SOURCE MATERIAL:
<<<<
PR #13672, opened 2021-11-12
Containers: fix schedule for JeOS

jlausuch:
This fixes:
https://progress.opensuse.org/issues/102272
https://progress.opensuse.org/issues/102278

This basically enables running the default jeos tests as it was done before, and then run the specific container tests.

In a follow-up PR, we could come up with a more smart default jeos test for container jobs only, instead of running all the default ones, but this is a different topic than this PR tries to fix.

VRs:
- [USBboot_aarch64 ](https://openqa.opensuse.org/tests/2030307)
- [x86_64](https://openqa.opensuse.org/tests/2031072)  (not sure why validate_btrfs fails)

**Some things need to be done in job configuration:**
- Add `NUMDISKS=2` for `validate_btrfs` test
- Remove `BOOT_HDD_IMAGE` -> JeOS tests don't need that variable.
- Remove `CONTAINERS_UNTESTED_IMAGES` -> this is a HOST test based to test container tools and packages on JeOS. We already have a job to validate the "untested" container image: https://openqa.opensuse.org/tests/2029146. If we want to enable also container image validation on JeOS, we should create a separate job.

### DIFF
--- a/lib/main_containers.pm
+++ b/lib/main_containers.pm
@@ -80,7 +80,7 @@ sub load_host_tests_docker {
         loadtest 'containers/registry' if is_x86_64;
         loadtest 'containers/docker_compose';
     }
-    loadtest 'containers/validate_btrfs' if is_x86_64;
+    loadtest 'containers/validate_btrfs' if (is_x86_64 && !is_jeos);
     loadtest "containers/container_diff" if (is_opensuse());
 }
 
--- a/products/opensuse/main.pm
+++ b/products/opensuse/main.pm
@@ -258,7 +258,7 @@ sub load_default_tests {
 }
 
 # load the tests in the right order
-if (is_jeos && !is_container_test) {
+if (is_jeos) {
     load_jeos_tests();
 }
 


jlausuch:
Please be aware of this proposal: https://github.com/os-autoinst/os-autoinst-distri-opensuse/pull/13668
But I would really prefer to re-use code and not duplicating loadtest calls.

b10n1k:
> Please be aware of this proposal: #13668 But I would really prefer to re-use code and not duplicating loadtest calls.

i am not sure any more. i have a few observations. they are minor atm because i think it is more important to solve the issue. So in theory we can just merge this and discuss further later. However still cant decide as this PR seems to require additional commit for the variables you mentioned. ping me whenever you want

jlausuch:
> > Please be aware of this proposal: #13668 But I would really prefer to re-use code and not duplicating loadtest calls.
> 
> i am not sure any more. i have a few observations. they are minor atm because i think it is more important to solve the issue. So in theory we can just merge this and discuss further later. However still cant decide as this PR seems to require additional commit for the variables you mentioned. ping me whenever you want

To fix the scheduling issue, no new PRs are needed. The variables will be set in the UI. 

Can you have a look at validate_btrfs test? Any ideas why it fails?

jlausuch:
VR to make sure default JeOS schedule is not modified: 
https://openqa.opensuse.org/tests/2031338

pdostal:
Related to: #13645

pdostal (approved):

jlausuch:
Ok, wait. This change breaks these tests:
https://openqa.opensuse.org/tests/1995349#

But I would say that the job setup for this test is completely wrong. It's booting a CentOS HDD using JeOS flavor... I guess we need to change that, create a new flavor or re-use existing one...

jlausuch:
IMO, we should use [this test](https://openqa.opensuse.org/tests/2031047) to run the container tests after hdd creation and maybe place them in [Leap 15.3 Updates job](https://openqa.opensuse.org/group_overview/80) instead of Leap 15.3 images.

b10n1k:
> > > Please be aware of this proposal: #13668 But I would really prefer to re-use code and not duplicating loadtest calls.
> > 
> > 
> > i am not sure any more. i have a few observations. they are minor atm because i think it is more important to solve the issue. So in theory we can just merge this and discuss further later. However still cant decide as this PR seems to require additional commit for the variables you mentioned. ping me whenever you want
> 
> To fix the scheduling issue, no new PRs are needed. The variables will be set in the UI.
> 
> Can you have a look at validate_btrfs test? Any ideas why it fails?

`validate_btrfs` was not part of the scheduling there. the reason is likely the unmatched size which this module is quite sensitive.

lib/main_containers.pm
```diff
@@ -80,7 +80,7 @@ sub load_host_tests_docker {
         loadtest 'containers/registry' if is_x86_64;
         loadtest 'containers/docker_compose';
     }
-    loadtest 'containers/validate_btrfs' if is_x86_64;
+    loadtest 'containers/validate_btrfs' if (is_x86_64 && !is_jeos);
```
jlausuch, line 83: This module is not executed in SLE JeOS either, so I created this ticket to enable it later on.
https://progress.opensuse.org/issues/102377

jlausuch:
My idea is to reorder the O3 test like this:

Screenshot_20211114_190246

http://fromm.arch.suse.de/tests/overview?distri=opensuse&version=15.3&build=9.279&groupid=50
http://fromm.arch.suse.de/tests/overview?distri=opensuse&version=15.2&build=31.593&groupid=51

This would also need like this:
https://github.com/os-autoinst/openqa-trigger-from-obs/pull/145

jlausuch:
@Vogtinator @DimStar77 Would you be ok with my proposal to group container image tests so everything looks more tidy?

Vogtinator:
> @Vogtinator @DimStar77 Would you be ok with my proposal to group container image tests so everything looks more tidy?

Yes! That was pretty much the goal from the beginning, but implementing that in openqa-trigger-from-obs isn't trivial (See discussion on https://github.com/os-autoinst/openqa-trigger-from-obs/pull/145), particularly because of `BUILD` number differences.

It would be possible to decouple container images into a separate project, but that is arguably overkill and makes it harder (if not practically impossible) to use latest JeOS as host, which is simpler and quicker than using a GM image + installing updates.

jlausuch:
The following ticket has been resolved: https://progress.opensuse.org/issues/97958
So, we have now an ISOS POST with the flavor `Container-Image` to separate the container tests that boot some HDD (CentOS, Ubuntu, etc) from JeOS flavor, so we don't have that dependency any more. 
So, now, `JeOS` flavor is ONLY used for JeOS tests, and `Container-Image` flavor for image validation. 

This is ready to be merged.

PR #13649, opened 2021-11-09
Independize vault client from the publiccloud::provider

ilausuch:
Now vault client actions are part of the provider class
this forces to use code of instance creation (e.g. terraform)
in tests where are not necessary create instances (e.g. kubernetes)

- Related ticket: https://progress.opensuse.org/issues/101491
- Verification runs:
- http://copland.arch.suse.de/tests/512
- http://copland.arch.suse.de/tests/511
- (Google) http://openqa.suse.de/tests/7648540
- (Amazon) http://openqa.suse.de/t7654342
- (Azure) https://openqa.suse.de/tests/7654359

PR #13399, opened 2021-10-06
Create Public Cloud CLI tools test modules

pdostal:
Currently I create *Azure*, *Google Cloud Engine* and *AWS EC2* VMs using corresponding CLI tools.
1) I Install the tools
2) Create the VM
3) Remove the VM

So far for *Azure* and *Google* I use upstream binaries as our binaries seems to be broekn ([azure](http://pdostal-server.suse.cz/tests/12557#step/azure_cli/87), [google](http://pdostal-server.suse.cz/tests/12557#step/google_cli/25)).

- Related ticket: [poo#93097](https://progress.opensuse.org/issues/93097)
- Confluence: [Create PC test instance](https://confluence.suse.com/display/qasle/Create+PC+test+instance)
- Verification run: http://pdostal-server.suse.cz/tests/12559

PR #13680, opened 2021-11-15
Public Cloud CLI: Small fixes

pdostal:
- Related ticket: [poo#93097](https://progress.opensuse.org/issues/93097)
- Verification run: [public_cloud image](http://pdostal-server.suse.cz/tests/12882) [maintenance_update image](http://pdostal-server.suse.cz/tests/12877)


pdostal:
I was inspired by #13649 and #13399.

schedule/publiccloud/publiccloud_cli.yml
```diff
@@ -7,5 +7,5 @@ schedule:
   - publiccloud/azure_cli
   - publiccloud/aws_cli
   # We currently don't package gcloud binary
-  # - publiccloud/google_cli
+  - publiccloud/google_cli
```
asmorodskyi, line 10: can you elaborate why you think we should change this ? ( keeping in mind all discussions around gcloud in previous PR )

asmorodskyi:
> I was inspired by #13649 and #13399 smile

and what about #13534 ? shall we take it in consideration here too ?

schedule/publiccloud/publiccloud_cli.yml
pdostal: I think that we should at least keep checking if nothing breaks from our side.
Even if the package is not our it can interfere with something else.

asmorodskyi: ok

jlausuch (approved):

ilausuch (approved):

tests/publiccloud/google_cli.pm
```diff
@@ -30,7 +31,7 @@ sub run {
         assert_script_run "curl $url -o google-cloud-sdk.tar.gz";
         assert_script_run "tar xvf google-cloud-sdk.tar.gz";
         assert_script_run "google-cloud-sdk/install.sh --quiet --usage-reporting false --command-completion true";
-        assert_script_run "source ~/.bashrc";
+        assert_script_run "source ~/google-cloud-sdk/path.bash.inc";
```
grisu48, line 34: Why include the specific include instead of the generic bashrc? This invalidates the test, if the SDK is installed properly and setup in a way, that a new `bash` shell would work with it properly?

pdostal: No. I checked this and only command completion are put into `~/.bashrc` but the `gcloud` binary is still not visible under `$PATH`.

PR #13681, opened 2021-11-15
Replace pipe with process substitution in crm_mon

lpalovsky:
jsc#TEAM-5180 In lib/hacluster.pm  test check_after_reboot fails 
because of 'crm_mon' output is being piped to 'grep -g'. This results 
in 141 RC being returned even if a match was found. This PR changes 
pipe to process substitution. 

- Related ticket: https://jira.suse.com/browse/TEAM-5180
- Verification run: https://mordor.suse.cz/tests/1659#step/check_after_reboot/17

### DIFF
--- a/lib/hacluster.pm
+++ b/lib/hacluster.pm
@@ -696,8 +696,8 @@ sub wait_until_resources_started {
     my $ret = undef;
 
     # Some CRM options can only been added on recent versions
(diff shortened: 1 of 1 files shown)


ricardobranco777 (approved):
LGTM

Please rebase to avoid the `Merge branch 'os-autoinst:master' into crm_mon-grep-fix` commit.

PR #13682, opened 2021-11-15
Containers: Improve stability of 'container run zypper in curl' with …

pdostal:
- Related ticket: [poo#102422](https://progress.opensuse.org/issues/102422)
- Verification run: TBD

### DIFF
--- a/lib/containers/utils.pm
+++ b/lib/containers/utils.pm
@@ -151,7 +151,7 @@ sub basic_container_tests {
     die("error: missing container $container_name") unless ($output_containers =~ m/$container_name/);
 
     # Containers' state can be saved to a docker image
-    my $ret = script_run("$runtime container exec $container_name zypper -n in curl", 600);
+    my $ret = script_retry("$runtime container exec $container_name zypper -n in curl", retry => 12, delay => 15, timeout => 600, die => 0);
     die('zypper inside container timed out') if (!defined($ret));
     if ($ret != 0) {
         record_info('poo#40958 - curl install failure, try with force-resolution.');


lib/containers/utils.pm
```diff
@@ -151,7 +151,7 @@ sub basic_container_tests {
     die("error: missing container $container_name") unless ($output_containers =~ m/$container_name/);
 
     # Containers' state can be saved to a docker image
-    my $ret = script_run("$runtime container exec $container_name zypper -n in curl", 600);
+    my $ret = script_retry("$runtime container exec $container_name zypper -n in curl", retry => 12, delay => 15, timeout => 600, die => 0);
```
jlausuch, line 154: Why 12 retries? I have quickly checked all the places where we do retries, and I think 3 times is already a good compromise.

pdostal:
I think that we need to re-open [bsc#1192436](https://bugzilla.suse.com/show_bug.cgi?id=1192436). May I do that @jlausuch?

This is probably not good solution, see the [test run](http://pdostal-server.suse.cz/tests/12742#step/docker/205) or:
```
# docker container run -d --name tw registry.opensuse.org/opensuse/tumbleweed tail -f /dev/null
7aed81540d58d0266812e06f3fc16de2c562f771523091ea35a77754ef800f09
# docker container ls -a
CONTAINER ID   IMAGE                                       COMMAND                  CREATED                  STATUS                     PORTS     NAMES
7aed81540d58   registry.opensuse.org/opensuse/tumbleweed   "tail -f /dev/null"      Less than a second ago   Up Less than a second                tw
# timeout 600 docker container exec tw zypper -n in curl
Retrieving repository 'openSUSE-Tumbleweed-Non-Oss' metadata [.done]
Building repository 'openSUSE-Tumbleweed-Non-Oss' cache [....done]
Retrieving repository 'openSUSE-Tumbleweed-Oss' metadata [...done]
Building repository 'openSUSE-Tumbleweed-Oss' cache [....done]
Retrieving repository 'openSUSE-Tumbleweed-Update' metadata [.done]
Building repository 'openSUSE-Tumbleweed-Update' cache [....done]
Loading repository data...
Reading installed packages...
Resolving package dependencies...

The following NEW package is going to be installed:
  curl

1 new package to install.
Overall download size: 414.1 KiB. Already cached: 0 B. After the operation, additional 721.4 KiB will be used.
Continue? [y/n/v/...? shows all options] (y): y
Retrieving package curl-7.79.1-1.3.x86_64 (1/1), 414.1 KiB (721.4 KiB unpacked)
Retrieving: curl-7.79.1-1.3.x86_64.rpm [done]

Checking for file conflicts: [......done]
(1/1) Installing: curl-7.79.1-1.3.x86_64 [.
# timeout 600 docker container exec tw zypper -n in curl
System management is locked by the application with pid 8 (zypper).
Close this application before trying again.
```

jlausuch:
Yes, it doesn't look good. This is because script_run doesn't kill the process, so zypper process keeps running in the background and we trigger another "try" of the zypper command, therefore it complains with `System management is locked by the application with pid 8 (zypper).` 
I guess you can re-open that bug but I'd like to ask @Vogtinator for some feedback too.

Vogtinator:
> I think that we need to re-open bsc#1192436. May I do that @jlausuch?

The fixed libzypp is not in a released Tumbleweed snapshot yet.

Vogtinator (changes requested):
If the command fails, the test should rightfully fail instead of retrying silently.

jlausuch:
ok, let's then close this PR. Thanks @Vogtinator!

lib/containers/utils.pm
grisu48: Yes. I'd increase the delay however then
```suggestion
    my $ret = script_retry("$runtime container exec $container_name zypper -n in curl", retry => 3, delay => 60, timeout => 600, die => 0);
```

PR #14810, opened 2022-04-29
Snapper can be running before mock function executes

mloviska:
- Related ticket: [[sporadic] test fails in snapper_cleanup - snapper cleanup number - Config is in use.](https://progress.opensuse.org/issues/103299)
- Verification run: [sle-12-SP5-JeOS-for-kvm-and-xen-Updates-x86_64-Build20220428-1-jeos-filesystem@64bit-virtio-vga](http://kepler.suse.cz/tests/16749#step/snapper_create/8)

### DIFF
--- a/lib/btrfs_test.pm
+++ b/lib/btrfs_test.pm
@@ -88,6 +88,14 @@ By updating the lastrun files timestamps, we make sure those routines won't be e
 while tests are running. 
 =cut
 sub cron_mock_lastrun {
+    my $tries = 5;
+    while (script_run(q/ps aux | grep '[s]napper'/) == 0 && $tries > 0) {
+        sleep 30;
+        bmwqemu::diag('Snapper is running in the background...');
+        $tries--;
+    }
+    $tries or bmwqemu::diag('Snapper might be still running in the background');
+
     assert_script_run 'touch /var/spool/cron/lastrun/cron.{hourly,daily,weekly,monthly}';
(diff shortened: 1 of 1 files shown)


lib/btrfs_test.pm
```diff
@@ -88,6 +88,14 @@ By updating the lastrun files timestamps, we make sure those routines won't be e
 while tests are running. 
 =cut
 sub cron_mock_lastrun {
+    my $tries = 5;
+    while (script_run(q/ps aux | grep '[s]napper'/) == 0 && $tries > 0) {
+        sleep 30;
+        bmwqemu::diag('Snapper is running in the background...');
+        $tries--;
+    }
+    $tries or bmwqemu::diag('Snapper might be still running in the background');
```
jlausuch, line 97: This is a bit weird. Let's say, the first iteration the snapper is not running, so `tries=5` and you are still showing the message. You only hide this message in the case we have the 5 iterations in the loop where `tries=0`...

mloviska: It is vice versa. When `$tries` evaluates as falsy the message appears. 
Some something like
```
bmwqemu::diag('Snapper might be still running in the background') unless $tries;
```

jlausuch: you are right, I shouldn't do reviews on Saturday :D

jlausuch (approved):

PR #14813, opened 2022-05-02
BCI: adaptations to run 15-SP4 images

jlausuch:
According to https://github.com/SUSE/BCI-tests/blob/main/bci_tester/data.py#L54
we need to provide these variables to make sure we are testing the right images. 
Currently, `15.3` (15-SP3) by default, but this is needed to enable 15-SP4 images.

- Related ticket: https://progress.opensuse.org/issues/110304
- VR: https://openqa.suse.de/tests/8672500#


pdostal (approved):

dcermak (approved):
LGTM!

PR #14815, opened 2022-05-03
JeOS: rework condition for pushing data to InfluxDB

jlausuch:
CASEDIR variable is always set, so this condition was always
returning and never executing the code afterwards.

OSD -> `CASEDIR=sle`
O3 -> `CASEDIR=opensuse`

- Related tickets: 
    - https://jira.suse.com/browse/TEAM-5808
    - https://progress.opensuse.org/issues/110224

### DIFF
--- a/tests/jeos/image_info.pm
+++ b/tests/jeos/image_info.pm
@@ -76,7 +76,9 @@ sub run {
     my $influxdb_server = get_var('INFLUXDB_SERVER');
     my $influxdb_user = get_var('_SECRET_INFLUXDB_USER');
     my $influxdb_pwd = get_var('_SECRET_INFLUXDB_PWD');
-    return if (get_var('CASEDIR') || !($influxdb_server || $influxdb_user || $influxdb_pwd));
+
+    return if (get_var('CASEDIR') !~ m/^sle$|^opensuse$/);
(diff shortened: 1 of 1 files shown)


tests/jeos/image_info.pm
```diff
@@ -76,7 +76,9 @@ sub run {
     my $influxdb_server = get_var('INFLUXDB_SERVER');
     my $influxdb_user = get_var('_SECRET_INFLUXDB_USER');
     my $influxdb_pwd = get_var('_SECRET_INFLUXDB_PWD');
-    return if (get_var('CASEDIR') || !($influxdb_server || $influxdb_user || $influxdb_pwd));
+
+    return if (get_var('CASEDIR') =~ m/^sle$|^opensuse$/);
```
mloviska, line 80: Shouldn't the code continue as long as `CASEDIR=sle|opensuse`?

jlausuch: damn, yes!

jlausuch: the problem is that I can't run VRs :D

mloviska: :D let's do a VR on site. If there will be an issue, another PR would fix it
>>>>
TASK OBJECTIVE:
Out of the records above, pull the lines that include the word "grep".

RESULT BELOW:
because of 'crm_mon' output is being piped to 'grep -g'. This results 
Please rebase to avoid the `Merge branch 'os-autoinst:master' into crm_mon-grep-fix` commit.
+    while (script_run(q/ps aux | grep '[s]napper'/) == 0 && $tries > 0) {
+    while (script_run(q/ps aux | grep '[s]napper'/) == 0 && $tries > 0) {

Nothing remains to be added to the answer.